Would a male betta feel threatened, or whatever, by young angelfish in the same tank as it?


----------



## WhiteGloveAquatics (Sep 3, 2009)

you could have some issues but Ive been successful in keeping them together with no issues a few years back.


----------



## automatic-hydromatic (Oct 18, 2010)

I'd be cautious with a male, but I wouldn't think there would be any issues with a female Betta


----------



## WhiteGloveAquatics (Sep 3, 2009)

Actually the female bettas I kept used to terrorize everything in the tank, I really had better behavior with all the males Ive owned over the past 20 some odd years. The white bodied with red fin female bettas are the worst, nasty little girls, violent and always greedy/angry eaters.


----------



## automatic-hydromatic (Oct 18, 2010)

interesting

well that's good to know 


but at the same rate, every fish has a personality of it's own


----------



## WhiteGloveAquatics (Sep 3, 2009)

That is the truth.


----------



## majerah1 (Oct 29, 2010)

Yes females can be meaner than males.I have a royal blue DT,perfect finnage.She has killed every male she has been in with,and they were not shy.Crowntails and plakat girlies are the worst.Veils are the sweetest.I have found cambodians are especially feisty(thats the flesh colored bodies with red fins.)Whites are usually gentle.

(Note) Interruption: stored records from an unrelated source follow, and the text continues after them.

PR #2815, opened 2019-03-18
Flowify Watcher

wbinnssmith:
This adds types for chokidar, the package the watcher uses under the hood, as well as for the watcher itself.

There are a few meaningful changes to the runtime code, and are noted inline.

### DIFF
--- a/packages/core/watcher/src/Watcher.js
+++ b/packages/core/watcher/src/Watcher.js
@@ -1,8 +1,15 @@
-const fork = require('child_process').fork;
-const optionsTransfer = require('./options');
-const Path = require('path');
-const {EventEmitter} = require('events');
-const {jsonToError} = require('@parcel/utils/src/errorUtils');
+// @flow strict-local
+
+import type {FilePath} from '@parcel/types';
+import type {FSWatcherOptions} from 'chokidar';
+
+import {jsonToError} from '@parcel/utils/src/errorUtils';
+import {fork, type ChildProcess} from 'child_process';
+import EventEmitter from 'events';
+import nullthrows from 'nullthrows';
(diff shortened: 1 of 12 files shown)


packages/core/watcher/src/Watcher.js
```diff
@@ -55,24 +65,28 @@ class Watcher extends EventEmitter {
       cwd: process.cwd()
     };
 
-    this.child = fork(Path.join(__dirname, 'child'), process.argv, options);
+    let child = (this.child = fork(
```
wbinnssmith: Gave this a local binding since flow assumed it could change below.

packages/core/watcher/src/Watcher.js
```diff
@@ -83,34 +97,38 @@ class Watcher extends EventEmitter {
     this.emit('childDead');
   }
 
-  handleEmit(event, data) {
+  // $FlowFixMe
+  handleEmit(event: string, data: any): void {
     if (event === 'watcherError') {
-      data = jsonToError(data);
+      this.emit(event, jsonToError(data));
```
wbinnssmith: Returning early. Flow doesn't like reassigning to arguments.

packages/core/watcher/src/Watcher.js
```diff
@@ -149,10 +167,11 @@ class Watcher extends EventEmitter {
     });
   }
 
-  getWatched() {
+  getWatched(): {[string]: []} {
```
wbinnssmith: This api is kind of weird. It returns an object mapping paths to empty arrays. Are these intended to be mutated later or something? @DeMoorJasper?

That being said,i think if anything you will have issues with the angels.If you want to be sure,look for a short finned male so he can swim away from the angels.Of course they will have their own personality.


----------



## automatic-hydromatic (Oct 18, 2010)

I just put a female Veil in my 30 gallon planted community tank, so we'll see how that goes, lol


----------



## NeonShark666 (Dec 13, 2010)

Bettas and Angels usually don't interact much in the same tank. Bettas stay near the top while Angels stay more to the middle and bottom. Bettas like to hang around floating plant on the surface. Angels feel safe swimimng through and in tall plants like Vallsanaria. Temperature for both should be 76-86.


----------